Why this 3-2 says something
Scorelines like this are never just about one shot. The Senators didn’t simply find a hero with two minutes left; they earned the right to be in a position where a single touch could decide it. That means managing risk in the neutral zone, limiting odd-man rushes, and shortening shifts when momentum starts to tilt. It means understanding when to chip past pressure instead of threading a pass through it.
In that sense, Ottawa’s finish—punctuated by Batherson’s deflection—looked like the next step in a team learning to close. One-goal games demand an identity. Ottawa’s on this night was clear enough: patient, direct, and comfortable with a little discomfort around the crease.
“If the Sens keep winning the blue paint, the standings will take care of themselves.”
Ducks show push—but not quite the final touch
The Ducks didn’t fade; they surged. A late rally forced the Senators to protect the middle, win defensive-zone draws, and live in shot lanes. Anaheim’s pressure was credible and sustained—the kind that flips a game with one bounce. That Ottawa held it off says plenty about structure, but it also hints at where the Ducks can grow next: creating clearer sight lines in front and turning zone time into layered threats, not just volume.

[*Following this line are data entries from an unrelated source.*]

PR #432, opened 2016-07-20
Removes unnecessary function and avoids unnecessary calls to updateStats when changing the range on the histogram

saleiva:
CR @javierarce @xavijam 

This was motivated by some debugging I did, where I noticed several repeated calls

### DIFF
--- a/src/widgets/histogram/content-view.js
+++ b/src/widgets/histogram/content-view.js
@@ -166,7 +166,6 @@ module.exports = cdb.core.View.extend({
     this.$('.js-content').append(this.histogramChartView.el);
     this.addView(this.histogramChartView);
 
-    this.histogramChartView.bind('range_updated', this._onRangeUpdated, this);
     this.histogramChartView.bind('on_brush_end', this._onBrushEnd, this);
     this.histogramChartView.bind('hover', this._onValueHover, this);
     this.histogramChartView.render().show();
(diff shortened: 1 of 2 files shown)


src/widgets/histogram/content-view.js
```diff
@@ -255,8 +254,7 @@ module.exports = cdb.core.View.extend({
 
   _onBrushEnd: function (loBarIndex, hiBarIndex) {
     var data = this._dataviewModel.getData();
-
-    if (!data || !data.length) {
+    if ((!data || !data.length) || (this.model.get('lo_index') == loBarIndex && this.model.get('hi_index') == hiBarIndex)) {
```
saleiva: Avoid executing the function if the new range is the same as the one set previously

xavijam:
Tests are not passing, take a look please. Also, I don't know how exactly histogram with brush works but I have a question. Have you tried this with an example using the state of the url?

saleiva:
Yes yes, reviewing the tests

saleiva:
In local they pass

xavijam:
it is a lint error, please check travis details.

xavijam:
:es:

saleiva:
@javierarce @xavijam doesn't trust me until you review this

javierarce:
Haha, sorry, code looks good to me 👍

Momentum doesn’t always end with the horn. Coaches often talk about “banked” momentum—pressures and habits that carry into the next outing. The Ducks may not have found the equalizer, but the template was there: pace up ice, heavier support below the dots, and a willingness to challenge the interior late. Those are building blocks even in defeat.

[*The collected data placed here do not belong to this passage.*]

PR #433, opened 2016-07-20
fixing problem with palette names

saleiva:


saleiva:
@makella I've just discovered we were using old names. It's very important that we don't change those or backwards compatibility will fail.

CR @javisantana

javisantana:
using where?

javisantana:
but we'd need to update cartocolors or something, right?

makella:
yeah totally i knew this would break things but we didn't have a chance to update deep insights yet. i'm sorry!

makella:
@saleiva one other thing the palettes deep insights was using were from April! So there were updates that needed to happen.

saleiva:
ok, can you comment on those updates on tickets?

makella:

The turning point—and the blueprint
Hockey is a sport of micro-margins, and few plays illustrate that better than a controlled deflection in traffic. Batherson’s winner with 1:58 remaining didn’t require an odd-man rush or a defensive breakdown; it required a puck to the net and a stick set at the right angle. Ottawa will take more of that, because the logic is unassailable: when the clock shrinks, increase your time-on-target. In that regard, the Senators didn’t just win—they reinforced a blueprint built on pucks delivered, sticks ready, and a goaltender who makes the next shift feel safer than the last.
Bottom line
The Senators’ 3-2 victory over the Ducks checked the boxes winning teams need to check. Depth scoring arrived on time via Nick Cousins. Linus Ullmark supplied the essential calm with 24 saves. And when the game was there to be claimed, Drake Batherson found the net-front touch that separates could-have from did. Ottawa still had to survive a final Anaheim rush, but that’s part of the examination. On this night, they passed it.
File it as more than two points. File it as a reminder that games turn not on the spectacular but on the repeatable. Tips. Screens. Timely saves. Ottawa had them all, and in a league where 3-2 is often the language of spring, that vocabulary matters in November.